Cluster SNPs with HDBSCAN and identify haplotypes
Source:R/run_hdbscan_haplotyping.R
      run_hdbscan_haplotyping.Rdrun_hdbscan_haplotyping() performs HDBSCAN clustering of SNPs in region of interest to identify marker groups. Individuals are classified by haplotype combination based on shared combinations of marker group alleles.

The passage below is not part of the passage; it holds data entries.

PR #1650, opened 2026-09-02
Fix oauth2 blocking token fetch

mcruzdev:

This pull request tries to solve the following issue https://github.com/quarkiverse/quarkus-flow/issues/923 in downstream project.


impl/http/src/main/java/io/serverlessworkflow/impl/executors/http/auth/JaxRSAccessTokenProvider.java
```diff
@@ -57,18 +57,21 @@ class JaxRSAccessTokenProvider implements AccessTokenProvider {
...
+            jwt.issuer()
+                .ifPresent(
+                    issuer -> {
+                      if (!issuers.contains(issuer)) {
+                        throw new IllegalStateException("Token issuer is not valid: " + issuer);
+                      }
+                    });
+          }
+          return jwt;
+        });
```
fjtirado: You need to pass the executor. Also this was sync on purpose, the http request is already executed in a different thread. The completable future was intended for reactive REST client APIS. Im surprises QFlow is still calling this code after recent OIDC changes. 
Anyway, provide the executor and I will merge.

fjtirado (approved):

Returns a comprehensive haplotyping object (HapObject), which can be visualized with reference to phenotype and metadata using crosshap_viz() (set epsilon to 1 as a dummy value).
Usage
run_hdbscan_haplotyping(
  vcf,
  LD,
  pheno,
  MGmin,
  minHap = 5,
  hetmiss_as = "allele",
  metadata = NULL,
  keep_outliers = FALSE
)Arguments
- vcf
- Input VCF for region of interest. 
- LD
- Pairwise correlation matrix of SNPs in region (e.g. from PLINK). 
- pheno
- Input numeric phenotype data for each individual. 
- MGmin
- Minimum SNPs in marker groups, MinPts parameter for DBscan. 
- minHap
- Minimum nIndividuals in a haplotype combination. 
- hetmiss_as
- If hetmiss_as = "allele", heterozygous-missing SNPs './N' are recoded as 'N/N', if hetmiss_as = "miss", the site is recoded as missing. 
- metadata
- Metadata input (optional). 
- keep_outliers
- When FALSE, marker group smoothing is performed to remove outliers.